韩乔明,南京工业大学教授,主要从事优化理论算法及应用研究,对图的剖分问题、点覆盖问题、报童问题以及投资组合等有深入的研究,发表学术论文二十余篇,其中国际顶尖运筹学期刊《Operations Research》两篇、《Mathematical Programming 》一篇。主持、参与六项国家自然科学基金的研究工作。
讲座主要内容
1. The Fisher market is one of the most fundamental models for resource allocation. However, classical Fisher markets (i) only consider two types of constraints, i.e., budgets of individual buyers and capacities of goods, and (ii) involve a complete information setting wherein buyers' utilities are known, and all the transactions happen in a static market.

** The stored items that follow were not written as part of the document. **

PR #1536, opened 2019-05-31
feature: logged function location when failed to run a timer.

spacewander:

### DIFF
--- a/src/ngx_http_lua_timer.c
+++ b/src/ngx_http_lua_timer.c
@@ -727,26 +727,26 @@ ngx_http_lua_timer_handler(ngx_event_t *ev)
 
 failed:
 
-    if (tctx.co_ref && tctx.co) {
-        /* co stack: func [args] */
-        lua_getinfo(tctx.co, ">Sf", &ar);
+    ngx_http_lua_assert(tctx.co_ref && tctx.co);
 
-        source = ar.source;
+    /* co stack: func [args] */
+    lua_getinfo(tctx.co, ">Sf", &ar);
 
-        if (source == NULL) {
-            source = "(unknown)";
-        }
+    source = ar.source;
 
-        ngx_log_error(NGX_LOG_ALERT, ngx_cycle->log, 0,
-                      "lua run timer with function defined in %s:%d"
-                      " failed: %s", source, ar.linedefined, errmsg);
-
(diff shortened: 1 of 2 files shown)


src/ngx_http_lua_timer.c
```diff
@@ -559,6 +559,13 @@ ngx_http_lua_timer_handler(ngx_event_t *ev)
     ngx_http_lua_main_conf_t        *lmcf;
     ngx_http_core_loc_conf_t        *clcf;
 
+    lua_Debug                ar;
+    u_char                  *p;
+    u_char                   errbuf[64];
+    int                      errbuf_size = 64;
```
agentzh: Better avoid repeating this magical number 64, which can easily get out of sync. Better use a local anonymous `enum {}` to give this constant a name?

This way we can also save the `errbuf_size` auto variable.

Also, I don't think `64` is large enough. Better be 128 or even larger? Just to be safe.

src/ngx_http_lua_timer.c
```diff
@@ -579,17 +586,18 @@ ngx_http_lua_timer_handler(ngx_event_t *ev)
     }
 
     if (lmcf->running_timers >= lmcf->max_running_timers) {
-        ngx_log_error(NGX_LOG_ALERT, ngx_cycle->log, 0,
-                      "%i lua_max_running_timers are not enough",
-                      lmcf->max_running_timers);
+        p = ngx_snprintf(errbuf, errbuf_size,
+                         "%i lua_max_running_timers are not enough",
+                         lmcf->max_running_timers);
+        *p = '\0';
```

In this talk, we present generalizations of classical Fisher markets to settings when agents have additional linear constraints and when buyers arrive at the market sequentially with utilities and budgets that are not known a priori to the market designer. We first show that the addition of linear constraints introduces non-convexities into Fisher markets as the equilibrium price set may be non-convex, and computing equilibria is, in general, PPAD-hard. Yet, to set equilibrium prices, we introduce a budget-adjusted social optimization problem (BA-SOP), whose optimal dual variables correspond to the equilibrium prices. Next, we extend the above-mentioned distributed implementation to the online setting when agents arrive sequentially at the market with privately known utility and budget parameters drawn i.i.d. from some distribution. In this setting, we study the performance limitations of static pricing approaches, which set the same prices for all users, and develop two adaptive pricing algorithms, one with knowledge of the distribution and another that solely relies on past observations of user consumption, i.e., revealed preference feedback, with improved performance guarantees.
2. We present an algorithm for the vertex cover problem by combining the LP relaxation and the random edge-reductions. The algorithm has the expected approximation ratio of 23/14=1.643.